Paru en 1994 pour le cinquantenaire de la Libération, On l’appelait Rainer est un ouvrage mêlant souvenirs et poèmes. Madeleine Riffaud nous révèle la vie quotidienne d’un groupe d’étudiants sous l’occupation nazie à Paris et ses propres agissements sous le nom de code « Rainer ». Ces souvenirs sont racontés à la troisième personne du singulier. Le poème « Les Clochers brûlés » est le deuxième poème de l’ouvrage, dans la première partie intitulée « Comment cette histoire a commencé ». Madeleine Riffaud retrace dans cette partie le début de la guerre et son séjour au sanatorium au cours duquel, encore mineure, elle décide de s’engager dans la Résistance.

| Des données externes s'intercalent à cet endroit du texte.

PR #918, opened 2024-09-26
fix: Wrong favicon color

Jelledb:
Reynold made me aware that for the favicon (the icon in the browser tab) is the wrong color. It should have blue on a white background.


uleMeshcloud (approved):
lgtm

PR #987, opened 2025-01-20
fix: clarify docs around chargeback v2

nroi:


sttomm (approved):
lgtm, but Polinas should have a final look

PolinaSadykova (approved):
thanks!

PR #1049, opened 2025-04-04
feat: Document how to get access to Service Management Area

Jelledb:


docs/marketplace.service-management-area.md
```diff
@@ -23,6 +23,14 @@ The Service Management Area can at any time be opened up from the Workspace Cont
 
 If you would like to go back again to the regular Workspace View, click on "Go to Workspace Management".
 
+## Getting Access
+
+If you do not see the button to open the Service Management Area your workspace most likely does not
```
chewbeccy, line 28: The Service Management Area is also its own module. We have a flag in the background das disables the whole area for accounts.

chewbeccy (approved):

Le premier volet d’une websérie d’animation consacrée à Madeleine Riffaud et à l’adaptation de sa vie en BD : https://enseignants.lumni.fr/fiche-media/00000006158/madeleine-20-ans-resistante-1-le-choix-de-la-lutte.html
Un entretien en 2014 entre un journaliste et Madeleine Riffaud : https://www.ina.fr/ina-eclaire-actu/video/g1168054_001_015/madeleine-riffaud-temoignage-d-une-resistante

Les Clochers brûlés
Les clochers brûlés par la guerre chaque jour chantent dans le vent. Leurs carillons sonnent éperdument et se répondent, d’un bout à l’autre de la plaine défoncée où perchent des corbeaux, sur des fils barbelés.

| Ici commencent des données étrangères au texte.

PR #1074, opened 2025-05-06
feat: generate llms.txt

felixzieger:


hack/generate-llms-txt
```diff
@@ -0,0 +1,46 @@
...
+echo "Reading markdown files from: $CONTENT_DIR"
+
+# Create output directory if it doesn't exist
+mkdir -p "$OUT_DIR"
+
+# Temporary file to collect all markdown content
+TEMP_FILE=$(mktemp)
+
+# Find all markdown files and concatenate their content
+find "$CONTENT_DIR" -type f -name "*.md" | while read -r file; do
```
sttomm, line 31: d: Would it make sense to also write an llm-toc.txt or similar, that only contains the headlines? Probably it then simply makes sense to only write the llm-toc.txt, which basically provides only the different md files on a top-level with all sub-headlines as "content" and then in the drill down we can get the specific md file. I guess we can just retrieve those files from github directly. That way, we would only generate the toc and don't need that super huge file.

sttomm (changes requested):
I added an idea for a different solution that relies on the drill-down approach

sttomm:
We will probably not go with the llm.txt. At least nit for now, so this PR gets closed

Hallucinées, les maisons éventrées me fixent de leurs fenêtres hagardes vides de reflets et par leurs portes béantes elles ont bien trop peur pour crier.
(De mes oreilles quelle musique chassera les cris des sirènes ? Quel baiser effacera jamais cet âcre goût de sang accroché à ma bouche ?)

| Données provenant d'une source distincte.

PR #1118, opened 2025-07-01
Update faq.md

AnneHuber1:
With the use of Copilot and Google Gemini we had to update our Subcontractor list.


docs/faq.md
```diff
@@ -149,6 +151,14 @@ Address: 88 Colin P Kelly Jr Street,
          San Francisco,
          California 94107, United States
 ```
+**Google Cloud Gemini**: meshcloud GmbH uses Gemini for processing of user requests to the meshStack Copilot. Use of the service is configured with data storage and processing exclusively in EU regions.
+
+```text
+Gemini Apps Privacy Hub: https://support.google.com/gemini/answer/13594961?hl=en-GB
```
JohannesRudolph, line 157: We use gemini models via google cloud vertex ai (gemini apps may be a different thing). we should list that under GCP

La nuit, de jeunes morts inconnus prennent ma main dans leurs mains aux ongles pleins de terre. Ils ont de l’herbe et du sang dans les cheveux, et ils ont si froid !
Ne disent rien et me regardent. Attendent quelque chose de moi.
Au vert de l’aube ils se mêlent et le vent les emporte et je pleure de ne pas avoir compris et je tremble de les savoir là-bas, avec leurs casques troués, perdus dans cette plaine, sous la boue glacée.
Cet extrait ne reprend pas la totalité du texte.